_Your objective_:
If a line in the listing below includes the string "nameof", pull it out.

_Extracted information_:

PR #873, opened 2026-08-10
Prevent duplicate map entry on repeated F3 12 packet

mrallanodreman:
Hi @sven-n — first, thank you for the detailed review on #867. The time you took
to explain the *why*, not just the *what*, is what let me step back and split the
useful parts out cleanly instead of pushing one big lump. This is the first of the
two pieces you said you'd take, on its own on top of current master.

## Problem

A repeated `F3 12` ("client ready after map change") packet re-runs
`ClientReadyAfterMapChangeAsync`, which unconditionally re-adds the player — and,
if present, its summon (`CurrentMap.AddAsync(summon)` + `summon.OnSpawn()`) — to
the current map. You suspected this in the review; I've confirmed it on master.

## Fix

Return early when `CurrentMap` is already set on entry. During a regular map
change `CurrentMap` is set to `null` (see the `// Will be set again, when the
client acknowledged the map change by F3 12 packet.` spots) and only reassigned
inside this handler, so a non-null value on entry is a reliable "this handler
already ran for the current map change" signal.

## Notes

- One file, +10 lines. No behaviour change for the normal single-packet path.
- Independent of the large-map work — nothing else from #867 rides along.
- Rebased on current `master`.

### DIFF
--- a/src/GameLogic/Player.cs
+++ b/src/GameLogic/Player.cs
@@ -949,6 +949,16 @@ public class Player : AsyncDisposable, IBucketMapObserver, IAttackable, IAttacke
         this.ThrowNotInitializedProperty(this.SelectedCharacter is null, nameof(this.SelectedCharacter));
         this.SelectedCharacter.ThrowNotInitializedProperty(this.SelectedCharacter.CurrentMap is null, nameof(this.SelectedCharacter.CurrentMap));
 
+        if (this.CurrentMap is not null)
+        {
+            // Guard against a repeated F3 12 (client ready after map change) packet:
+            // during a regular map change CurrentMap is set to null and only assigned
+            // here, so a non-null value means this handler already ran for the current
+            // map change. Without this, a duplicate packet would add the player (and its
+            // summon) to the map a second time.
+            return;
+        }
+
         if (this.CurrentMiniGame is { } currentMiniGame)
         {
             this.CurrentMap = currentMiniGame.Map;
--- a/src/GameLogic/Player.cs
+++ b/src/GameLogic/Player.cs
@@ -951,11 +951,14 @@ public class Player : AsyncDisposable, IBucketMapObserver, IAttackable, IAttacke
 
         if (this.CurrentMap is not null)
         {
-            // Guard against a repeated F3 12 (client ready after map change) packet:
-            // during a regular map change CurrentMap is set to null and only assigned
-            // here, so a non-null value means this handler already ran for the current
-            // map change. Without this, a duplicate packet would add the player (and its
-            // summon) to the map a second time.
+            // Guard against a repeated F3 12 (client ready after map change) packet.
+            // A map change usually leaves CurrentMap null until this handler assigns it,
+            // so a non-null value means the handler already ran. The exception is the
+            // IRespawnAfterDeathPlugIn branch of RespawnAtAsync, which assigns CurrentMap
+            // and adds the player itself; a trailing packet is redundant there as well.
+            // Without this guard, a duplicate packet adds the player (and its summon) to
+            // the area of interest a second time, which the bucket does not deduplicate.
+            this.Logger.LogWarning("Ignoring client-ready packet: player {0} is already on map {1}.", this, this.CurrentMap);
             return;
         }
 
--- a/tests/MUnique.OpenMU.Tests/ClientReadyAfterMapChangeTests.cs
+++ b/tests/MUnique.OpenMU.Tests/ClientReadyAfterMapChangeTests.cs
@@ -1,0 +1,63 @@
+// <copyright file="ClientReadyAfterMapChangeTests.cs" company="MUnique">
+// Licensed under the MIT License. See LICENSE file in the project root for full license information.
+// </copyright>
+
+namespace MUnique.OpenMU.Tests;
+
+using System.Linq;
+using System.Threading.Tasks;
+using MUnique.OpenMU.GameLogic;
+using MUnique.OpenMU.Pathfinding;
+using NUnit.Framework;
+
+/// <summary>
+/// Tests for the handling of the client-ready packet which is sent after a map change.
+/// </summary>
+[TestFixture]
+public class ClientReadyAfterMapChangeTests
+{
+    /// <summary>
+    /// Tests that a repeated client-ready packet does not add the player to the
+    /// area of interest a second time. The bucket does not deduplicate its entries,
+    /// and its removal only strips the first occurrence, so a duplicate entry would
+    /// outlive the player on the map.
+    /// </summary>
+    /// <returns>The task.</returns>
+    [Test]
+    public async Task RepeatedClientReadyDoesNotAddPlayerTwiceAsync()
+    {
+        var player = await PlayerTestHelper.CreatePlayerAsync().ConfigureAwait(false);
+        await player.ClientReadyAfterMapChangeAsync().ConfigureAwait(false);
+
+        var map = player.CurrentMap;
+        Assert.That(map, Is.Not.Null);
+        var occurrencesAfterFirst = map!.GetAttackablesInRange(player.Position, 1).Count(o => o == player);
+        Assert.That(occurrencesAfterFirst, Is.EqualTo(1));
+
+        await player.ClientReadyAfterMapChangeAsync().ConfigureAwait(false);
+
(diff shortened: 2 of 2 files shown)


src/GameLogic/Player.cs
```diff
@@ -949,6 +949,16 @@ public async ValueTask ClientReadyAfterMapChangeAsync()
...
 
+        if (this.CurrentMap is not null)
+        {
+            // Guard against a repeated F3 12 (client ready after map change) packet:
+            // during a regular map change CurrentMap is set to null and only assigned
+            // here, so a non-null value means this handler already ran for the current
+            // map change. Without this, a duplicate packet would add the player (and its
+            // summon) to the map a second time.
+            return;
+        }
```
sven-n, line 963: The guard itself is correct — I traced all four callers and `CurrentMap` is null on entry in every legitimate flow (details in the review summary).

Two small things on this block:

**1. The comment's premise isn't quite universal.** "during a regular map change `CurrentMap` is set to null" holds for `WarpToAsync` (line 882) and the else-branch of `RespawnAtAsync` (line 930), but *not* for the `IRespawnAfterDeathPlugIn` branch at 918-926, which assigns a non-null `CurrentMap` and adds the player itself. That branch is exactly the case where the guard changes behaviour rather than just deduplicating (see the summary), so it would be good for the comment to acknowledge it instead of implying null is the only pre-state.

**2. Consider logging.** A duplicate `F3 12` is client behaviour the server can't otherwise see, and this makes it entirely silent. Elsewhere in this file suspicious client input gets a warning (e.g. the walk-offset resync at line 1145). Something like:

```csharp
if (this.CurrentMap is not null)
{
    this.Logger.LogWarning("Ignoring client-ready packet: player {player} is already on map {map}.", this, this.CurrentMap);
    return;
}
```

would make an actual re-entrancy attempt visible without changing the fix. Happy to defer to @sven-n on whether that's warning- or debug-level noise.

---

sven-n (commented):
Reviewed against `master` at 8919944. The premise checks out and the fix looks right; a couple of notes below, one of which is worth a second look before merging.

## The bug is real, and it's worse than a no-op

Tracing what a second `F3 12` actually does today:

- `GameMap.AddAsync` (GameMap.cs:188) *does* partially dedupe — the `existing != locateable` check means the id isn't regenerated, `_playerCount` isn't double-incremented, and `_objectsInMap` isn't touched.
- But `_areaOfInterestManager.AddObjectAsync(locateable)` runs unconditionally, outside that `if`.
- `BucketAreaOfInterestManager.AddObjectAsync` → `Bucket<T>.AddAsync` → `this._innerList.Add(item)` with no dedupe (Bucket{T}.cs:53), and `Bucket<T>.RemoveAsync` uses `List.Remove`, which only removes the *first* occurrence (Bucket{T}.cs:73).

So a duplicate packet leaves the player twice in its bucket, fires `ItemAdded` twice at every observer, and — because removal only strips one entry — leaves a ghost behind when the player later leaves the map. Same for the summon, which additionally gets `OnSpawn()` called twice. Worth fixing.

Note the `CurrentMap` setter is a no-op on the duplicate (same map ⇒ `_currentMap != value` is false), so `RaisePlayerLeftMap`/`RaisePlayerEnteredMap` don't misfire. The damage is confined to the AOI/bucket layer.

## Call-site audit

All four callers of `ClientReadyAfterMapChangeAsync`, and `CurrentMap` on entry:

| Caller | `CurrentMap` on entry |
|---|---|
| `CharacterClientReadyPacketHandlerPlugIn` (F3 12) | null after `WarpToAsync` (Player.cs:882) or `RespawnAtAsync`'s else-branch (Player.cs:930) ✔ |
| `Player.cs:2340` (enter world) | null — fresh `Player`, and `RemoveFromCurrentMapAsync` sets `_currentMap = null` directly (Player.cs:1851) on the way back to character selection ✔ |
| `OfflinePlayer.StartAsync:201` | null — `SetupCharacterAsync` only does `AddPlayerAsync` + `SetSelectedCharacterAsync` ✔ |
| `OfflineMapChangePlugIn.MapChangeAsync` | null — invoked from the `IMapChangePlugIn` calls immediately after `CurrentMap = null` ✔ |

So no legitimate path regresses.

## The one case worth checking: `RespawnAtAsync` + `IRespawnAfterDeathPlugIn`

The branch at Player.cs:918-926 is the exception to "CurrentMap is null before this handler runs" — it sets `CurrentMap` non-null and calls `AddAsync(this)` itself. If an old client sends `F3 12` after that respawn packet, today that packet is what runs the summon block at the end of this method; with the guard it won't.

Concretely: `TryRemoveFromCurrentMapAsync` removes a live summon from the map (Player.cs:1819-1822), and the respawn-plugin branch re-adds only the player, never the summon.

- On the **death** path this is moot — the summon is removed, disposed and nulled at Player.cs:2167-2172 before `RespawnAtAsync` is reached.
- On the **duel** path it isn't: `RespawnOfDuelPartnerIfInDuelAsync` (Player.cs:2216) calls `duelPartner.RespawnAtAsync(...)` with no summon cleanup.

Either the summon is already orphaned there today (a pre-existing bug in that branch, independent of this PR), or a trailing `F3 12` has been quietly papering over it — in which case this guard surfaces it. Worth a quick check with an old client + an active summon in a duel; if it turns out to be pre-existing, it's a separate fix and shouldn't block this one.

## Minor

- No test. `SpeedHackAntiCheatTests` / `CastleSiegeNpcTests` show the fixtures exist to build a player on a map; a test asserting a second `ClientReadyAfterMapChangeAsync()` leaves the bucket count unchanged would lock this in cheaply and document the invariant.
- Inline note on the comment wording and on logging the duplicate.

Nice, tightly scoped PR otherwise — one file, one behaviour, clear rationale.

---

mrallanodreman:
Thanks — the bucket trace is the part I had missed. The partial dedupe in `GameMap.AddAsync` made this look like a no-op, and it isn't: `AddObjectAsync` running outside that `if`, plus `List.Remove` only stripping the first occurrence, is exactly the ghost-on-leave path. Pushed all three points:

**Comment.** Reworded to stop implying null is the only pre-state, and to name the `IRespawnAfterDeathPlugIn` branch explicitly.

**Logging.** Added a `LogWarning` on the ignored packet, in the same style as the walk-offset resync above it. Happy to drop it to debug if you'd rather not have it at warning level.

**Test.** `ClientReadyAfterMapChangeTests` covers both halves of the invariant: the player is added to the area of interest exactly once across two calls, and no entry survives `RemoveAsync` afterwards. Both fail with the guard removed — the second one is the one that would have caught the ghost.

On the duel case you flagged: it looks pre-existing to me rather than something this guard introduces. `RespawnAtAsync` drops the summon in `TryRemoveFromCurrentMapAsync`, and the `IRespawnAfterDeathPlugIn` branch only re-adds the player — the summon is only ever restored by the `F3 12` path at the end of `ClientReadyAfterMapChangeAsync`. So that branch never restores it on its own, in any scenario. It just doesn't show on the death path, where the summon is already disposed and nulled beforehand; `RespawnOfDuelPartnerIfInDuelAsync` is the only caller that reaches it with a live summon. If that reading is right, a trailing `F3 12` was papering over it and the fix belongs in that branch, separately from this PR. Happy to open an issue for it if you want it tracked.

sven-n:
Merged — thanks for the thorough follow-up. All three points landed well, and the reworded comment naming the `IRespawnAfterDeathPlugIn` branch is more useful than what I suggested.

Verified locally before merging, not just on CI: full suite is 705/705 green, and I checked the new tests aren't vacuous by reverting the guard — both fail without it, `PlayerLeavesNoGhostAfterRepeatedClientReadyAsync` on exactly the ghost path. That's the test I'd have wanted.

On the duel case: your reading is right, and it's pre-existing rather than introduced here. `RespawnAtAsync` drops a live summon in `TryRemoveFromCurrentMapAsync` (Player.cs:1819-1822) and the respawn-plugin branch re-adds only the player, so that branch never restores the summon on its own — the death path just hides it, since the summon is disposed and nulled at Player.cs:2167-2172 beforehand. `RespawnOfDuelPartnerIfInDuelAsync` (Player.cs:2216) is the only caller reaching it with a live summon. So a trailing `F3 12` was compensating for it, and this guard removes that accident. Please do open an issue — the fix belongs in that branch (re-add the summon alongside the player), and it shouldn't ride along here.

---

_Solution for this task_:
         this.ThrowNotInitializedProperty(this.SelectedCharacter is null, nameof(this.SelectedCharacter));
         this.SelectedCharacter.ThrowNotInitializedProperty(this.SelectedCharacter.CurrentMap is null, nameof(this.SelectedCharacter.CurrentMap));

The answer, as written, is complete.